PR #2397, opened 2024-01-01
Match `<!--more-->` in addition to `<!-- more -->`

clarfonthey:

I noticed this when trying to migrate a few WriteFreely posts to Zola. WriteFreely uses `<!--more-->` when added via the rich-text editor, whereas Zola was picky about the spaces around the tags. I replaced the check with a regex so that spaces and case don't matter any more.

### DIFF
--- a/components/markdown/src/markdown.rs
+++ b/components/markdown/src/markdown.rs
@@ -665,7 +665,8 @@ mod tests {
         let bottom = "Here's the compelling conclusion.";
         let bottom_rendered = format!("<p>{bottom}</p>");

INSTRUCTIONS FOR THE TASK
Return exactly, and only, the lines above starting at the line that contains "I noticed this" and ending at the line that contains "-665,7 +665,8 @@".

RESULT FOR THIS TASK
I noticed this when trying to migrate a few WriteFreely posts to Zola. WriteFreely uses `<!--more-->` when added via the rich-text editor, whereas Zola was picky about the spaces around the tags. I replaced the check with a regex so that spaces and case don't matter any more.

### DIFF
--- a/components/markdown/src/markdown.rs
+++ b/components/markdown/src/markdown.rs
@@ -665,7 +665,8 @@ mod tests {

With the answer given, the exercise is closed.